-- The data follows --
PR #384, opened 2025-12-31
Show edit tool preview diff for tool start hook

prateekmedia:
Before this change, the edit diff was only shown after tool execution. When a tool_call hook (like lsp or permission prompt) blocked execution, users couldn't see what changes would be made.

Now generates a preview diff from oldText/newText args and displays it while the tool is pending.

- Add generateDiff() to diff.ts to create diff string from old/new text
- Use renderDiff(generateDiff(...)) for preview in tool-execution.ts

If at tool_start the edit tool is Cancelled then preview would disappear as well.

https://github.com/user-attachments/assets/6c01f6f0-0a66-4016-8a96-ef51cf0a44d2

### DIFF
--- a/packages/coding-agent/CHANGELOG.md
+++ b/packages/coding-agent/CHANGELOG.md
@@ -2,95 +2,153 @@
 
 ## [Unreleased]
 
-### Fixed
+This release introduces session trees for in-place branching, major API changes to hooks and custom tools, and structured compaction with file tracking.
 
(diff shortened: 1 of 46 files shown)


badlogic:
I'm afraid there's a reason we don't preview the raw diff of old and new string. If the diff has more lines than the terminal is high, it will force a redraw of the entire session. I'm afraid this won't work.

PR #385, opened 2025-12-31
Hooks can render custom status

prateekmedia:
Hooks can now render some content in the third line of the status bar, concatenated with " " and sorted by key.
Screenshot 2025-12-31 at 6 38 50 PM


badlogic:
This will explode it the text is longer than the terminal width. Try it by writting a long status line, then resizing the terminal. It also does not guard against new lines, tabs, and other issues.

I'm generally OK with adding status line functinoality like that, but it must adhere to the rules of the TUI. Have your agent read packages/tui/README.md in full and adjust.

prateekmedia:
@badlogic done

PR #387, opened 2025-12-31
Prettier export feature

mitsuhiko:
Previously my theme created an unreadable system prompt because the colors were hardcoded.  This now makes it so that they can be overridden by the theme and there is some default calculation going on.

Demo: https://gistpreview.github.io/?5f7fa422d75bb4769ec7750fd66f6196/session.html


badlogic:
Lovely. I'm in the process of rewritting the HTML export and will take this into account.

badlogic:
Incorporated into main via commit 6267720. The export-html module was refactored, so we implemented this feature directly rather than merging. Thanks for the contribution!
-- The data concluded --
Retype the entries. Every line must match exactly.

PR #384, opened 2025-12-31
Show edit tool preview diff for tool start hook

prateekmedia:
Before this change, the edit diff was only shown after tool execution. When a tool_call hook (like lsp or permission prompt) blocked execution, users couldn't see what changes would be made.

Now generates a preview diff from oldText/newText args and displays it while the tool is pending.

- Add generateDiff() to diff.ts to create diff string from old/new text
- Use renderDiff(generateDiff(...)) for preview in tool-execution.ts

If at tool_start the edit tool is Cancelled then preview would disappear as well.

https://github.com/user-attachments/assets/6c01f6f0-0a66-4016-8a96-ef51cf0a44d2

### DIFF
--- a/packages/coding-agent/CHANGELOG.md
+++ b/packages/coding-agent/CHANGELOG.md
@@ -2,95 +2,153 @@
 
 ## [Unreleased]
 
-### Fixed
+This release introduces session trees for in-place branching, major API changes to hooks and custom tools, and structured compaction with file tracking.
 
(diff shortened: 1 of 46 files shown)


badlogic:
I'm afraid there's a reason we don't preview the raw diff of old and new string. If the diff has more lines than the terminal is high, it will force a redraw of the entire session. I'm afraid this won't work.

PR #385, opened 2025-12-31
Hooks can render custom status

prateekmedia:
Hooks can now render some content in the third line of the status bar, concatenated with " " and sorted by key.
Screenshot 2025-12-31 at 6 38 50 PM


badlogic:
This will explode it the text is longer than the terminal width. Try it by writting a long status line, then resizing the terminal. It also does not guard against new lines, tabs, and other issues.

I'm generally OK with adding status line functinoality like that, but it must adhere to the rules of the TUI. Have your agent read packages/tui/README.md in full and adjust.

prateekmedia:
@badlogic done

PR #387, opened 2025-12-31
Prettier export feature

mitsuhiko:
Previously my theme created an unreadable system prompt because the colors were hardcoded.  This now makes it so that they can be overridden by the theme and there is some default calculation going on.

Demo: https://gistpreview.github.io/?5f7fa422d75bb4769ec7750fd66f6196/session.html


badlogic:
Lovely. I'm in the process of rewritting the HTML export and will take this into account.

badlogic:
Incorporated into main via commit 6267720. The export-html module was refactored, so we implemented this feature directly rather than merging. Thanks for the contribution!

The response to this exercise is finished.